The present invention will be explained in detail. First, reasons for restricting the chemical composition of the steel will be explained.
C: In the present invention, the steel sheet must have such a good deep drawability that the steel sheet can be formed to have a complicated shape, for example, the shape of a fuel tank. In order to achieve the object, the steel sheet is preferred to have a C content as low as possible. Moreover, since the quality of the steel sheet is deteriorated by Al plating, the steel sheet is required to have a still lower C content. Since a predetermined formability cannot be obtained when the C content exceeds 0.01%, the upper limit of the C content is determined to be the above-mentioned value. However, when the shape of fuel tanks which will become more and more complicated in the future is considered, the C content is preferably up to 0.003%, more preferably up to 0.0018%.
Si: Si has strong affinity with oxygen, and tends to form a stabilized oxidized film on the Al plating surface in the hot-dip Al plating step. When the oxidized film is formed, the oxidized film hinders an Al-Fe reaction in the plating bath. As a result, a defect called a plateless portion tends to be formed during Al plating. Moreover, since Si is also an element which hardens a steel sheet, the Si content of the steel sheet in the present invention which is required to have a high formability is preferably as low as up to 0.2%, more preferably up to 0.1%, still more preferably up to 0.03%.

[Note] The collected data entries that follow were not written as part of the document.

PR #589, opened 2025-01-15
Add all-in-one minimal nginx config

JAORMX:
The nginx configuration uses a lot of defaults that work well in
server-like environments. However, this is not optimized for a local
dev-environment or single-container as codegate is meant to run.

The nginx server spawns several processes which mostly remain idle. This
is wasteful and it is taking over resources that could be used for
something else. The intention of this new configuration is to minimize
footprint.

### DIFF
--- a/Dockerfile
+++ b/Dockerfile
@@ -78,7 +78,7 @@ RUN chown -R codegate /var/lib/nginx && \
     chown -R codegate /var/log/nginx && \
     chown -R codegate /run
 
-COPY nginx.conf /etc/nginx/conf.d/default.conf
+COPY nginx.conf /etc/nginx/nginx.conf
 
 # Remove include /etc/nginx/sites-enabled/*; from the default nginx.conf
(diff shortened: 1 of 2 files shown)


Dockerfile
```diff
@@ -78,7 +78,7 @@ RUN chown -R codegate /var/lib/nginx && \
     chown -R codegate /var/log/nginx && \
     chown -R codegate /run
 
-COPY nginx.conf /etc/nginx/conf.d/default.conf
+COPY nginx.conf /etc/nginx/nginx.conf
```
jhrozek, line 81: is there any system-default nginx.conf? Which of them takes precedence? Just making sure we won't block ourselves from receiving changes to defaults in the future

jhrozek (approved):

Dockerfile
JAORMX: right, that's exactly what I'm overwriting here. We no longer take into account the default nginx.conf and instead write our own.

PR #593, opened 2025-01-15
feat: Introduce DB migrations

aponcedeleonch:
Related: #583

We had been using a single DB schema that didn't change until now. This introduces migrations using `alembic`. To create a new migration one can use:
```sh
alembic revision -m "My migration"
```
That should generate an empty migration file that needs to be hand-filled. Specifically the `upgrade` method which will be the one executed when running the migration. See the existent migration `30d0144e1a50_init_db.py` for a filled example.
```python
"""My migration

Revision ID: <some_hash>
Revises: <previous_hash>
Create Date: YYYY-MM-DD HH:MM:SS.XXXXXX
"""
from alembic import op
import sqlalchemy as sa

revision = '<some_hash>'
down_revision = '<previous_hash>'
branch_labels = None
depends_on = None

def upgrade():
    pass

def downgrade():
    pass
```


alembic.ini
```diff
@@ -0,0 +1,82 @@
+# A generic, single database configuration.
```
JAORMX, line 1: nit: Can we remove all the useless comments from this file?

migrations/versions/30d0144e1a50_init_db.py
```diff
@@ -0,0 +1,83 @@
...
+            other_settings TEXT  -- JSON stored as TEXT
+        );
+        """
+    )
+    # Create indexes for foreign keys and frequently queried columns
+    op.execute("CREATE INDEX idx_outputs_prompt_id ON outputs(prompt_id);")
+    op.execute("CREATE INDEX idx_alerts_prompt_id ON alerts(prompt_id);")
+    op.execute("CREATE INDEX idx_prompts_timestamp ON prompts(timestamp);")
+    op.execute("CREATE INDEX idx_outputs_timestamp ON outputs(timestamp);")
+    op.execute("CREATE INDEX idx_alerts_timestamp ON alerts(timestamp);")
```
JAORMX, line 79: For my education, why is everything executed in dedicated `op.execute` calls? Is this a best practice in these scripts? I'm acquainted with alembic migrations, but I'm more used to using it alongside an ORM.

JAORMX (dismissed):

alembic.ini
aponcedeleonch: Yes, I was 50-50 myself between keeping them or remove them. Now they're removed

JAORMX (approved):

PR #595, opened 2025-01-15
Log to inspect incoming requests

aponcedeleonch:
This is not meant to be merged but as temporary means for logging incoming requests

### DIFF
--- a/src/codegate/providers/base.py
+++ b/src/codegate/providers/base.py
@@ -212,6 +212,9 @@ class BaseProvider(ABC):
         - Execute the completion and translate the response back to the
           provider-specific format
         """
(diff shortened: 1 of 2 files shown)


src/codegate/providers/base.py
```diff
@@ -212,6 +212,9 @@ async def complete(
         - Execute the completion and translate the response back to the
           provider-specific format
         """
+        # Uncomment to check the incoming data
+        import json
+        logger.info(f"Received request:\n{json.dumps(data)}")
```
JAORMX, line 217: Should this be debug?

aponcedeleonch:
The debug that was needed from branch was completed.

PR #615, opened 2017-02-15
Add return to ensure prodution settings comand to get exit status of command

bmaziere:


stof:
thanks

stof:
@bmaziere if you have time for that, can you do the same for all other commands ? This is not the only one missing the return statement

PR #616, opened 2017-02-15
Add missing returns to cerate & drop schema commands

bmaziere:
@stof, i only see those two missing but i may miss something.


mikeSimonson:
@bmaziere Thanks

PR #617, opened 2017-02-17
[POC][RFC] New repository factory able to inject dependencies in repositories

magarzon:
Sometimes we need our custom entity (object) repositories to have dependencies on other services and/or configuration parameters.

One way to get this done is to define the repository as a service, and inject the dependencies as any other service:

```
    app.doctrine.user_repository:
        class: AppBundle\Doctrine\Repository\UserRepository
        factory: ["@doctrine.orm.entity_manager", getRepository]
        arguments: [AppBundle\Entity\User]
        calls:
            - [setDependency, ['@example_service_dependency']]
            - [setParameter, ['%configuration_parameter%']]
```

And then inject this repository in another service, like a user manager or whatever.

But there are cases where third party and/or framework bundles use the doctrine service, or the entity manager service, to get the repository, and then is not used this service that we have defined, and the dependencies are not set.

My proposal is to have a tag, i.e. doctrine.repository to mark the repositories exposes as a service, and a repository factory that can create the repository and inject the dependencies.

That way, we only need to add this tag to this service:

```
    app.doctrine.user_repository:
        class: AppBundle\Doctrine\Repository\UserRepository
        factory: ["@doctrine.orm.entity_manager", getRepository]
        arguments: [AppBundle\Entity\User]
        calls:
            - [setDependency, ['@example_service_dependency']]
            - [setParameter, ['%configuration_parameter%']]
        tags:
            - {name: doctrine.repository, entity: AppBundle:User}
```
And the compiler pass that I have added get the calls (could be also other type of dependencies, properties, getter) and add the definitions (that are going to be transformed in actual instances) to the DIRepositoryFactory (yes, the naming could be enhanced).

The DIRepositoryFactory create the repository as de doctrine DefaultRepositoryFactory, but after repository creation, traverse the definitions, and if there is a match between the entity name and the included in the tag, it sets the dependencies in the repository instance.

Obviously, to activate this, the compiler pass should be added in the the DoctrineBundle build method (I haven't added this to not break anything) and the DIRepositoryFactory should replace the default one using doctrine configuration:

```
doctrine:
    orm:
        auto_generate_proxy_classes: "%kernel.debug%"
        naming_strategy: doctrine.orm.naming_strategy.underscore
        auto_mapping: true
        repository_factory: doctrine.orm.di_repository_factory
```

I know that the code can be improved and even there is a little bug (the name of the service is different in the compiler and the config file), but this only a POC, if the idea is good, we should fix that.

### DIFF
--- a/DependencyInjection/Compiler/DoctrineRepositoryPass.php
+++ b/DependencyInjection/Compiler/DoctrineRepositoryPass.php
@@ -1,0 +1,58 @@
+<?php
+
+/*
+ * This file is part of the Doctrine Bundle
+ *
+ * (c) Fabien Potencier <fabien@symfony.com>
+ * (c) Doctrine Project, Benjamin Eberlei <kontakt@beberlei.de>
+ *
+ * For the full copyright and license information, please view the LICENSE
+ * file that was distributed with this source code.
+ */
+
+namespace Doctrine\Bundle\DoctrineBundle\DependencyInjection\Compiler;
+
+use Symfony\Component\DependencyInjection\Compiler\CompilerPassInterface;
+use Symfony\Component\DependencyInjection\ContainerBuilder;
+
+/**
+ * Configure DI Repository Factory with repositories with dependencies
+ *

Mn: Although Mn is an element effective in highly strengthening a steel sheet, the present invention is intended to provide a mild steel sheet. The steel sheet is, therefore, preferred to have a lower Mn content. Since the steel is hardened so that the production of a steel sheet having a high ductility becomes difficult when the Mn content exceeds 0.6%, the Mn content is determined to be less than 0.6%, preferably less than 0.4%, more preferably less than 0.3%.
P: P is an element which segregates at grain boundaries to embrittle the grain boundaries, and it is also an element which lowers the ductility of a steel sheet. Accordingly, a lower P content is preferred. Moreover, P markedly influences the air-tightness after welding for reasons which are not understood, and greatly deteriorates the air-tightness after welding of a steel sheet to which even B is added when P is added in an amount exceeding 0.04%. Accordingly, the P content is restricted to up to 0.04% in the present invention. In order to obtain the air-tightness after welding more stably, the P content is preferably up to 0.02%, more preferably up to 0.01%.
N: A lower N content is preferred for reasons as mentioned in the C content. From the standpoint of ensuring the formability, the upper limit of the N content is determined to be 0.01%, preferably up to 0.006%.
Ti, Nb: The elements are known to fix C and N. A steel sheet which substantially contains neither solute C nor solute N as a result of fixing C and N with the elements is known as an IF steel. Such an IF steel is naturally mild, and excellent in deep drawability. Ti is added for the purpose as mentioned above also in the present invention. The addition amount is preferably at least the atomic equivalent of (C+N). However, when the contents of C and N are very small, the Ti content may be the magnitude of the content of impurities. Accordingly, the lower limit is not determined specifically. When the addition amount is excessive, the effect is saturated. Moreover, since Ti is an element which promotes an Alxe2x80x94Fe reaction, the alloy layer is likely to become thick when the content is large, and tends to lower the formability of the steel sheet. The upper limit is, therefore, determined to be 0.2%. Since Nb is an element which raises the recrystallization temperature, Ti is preferred to be used in combination.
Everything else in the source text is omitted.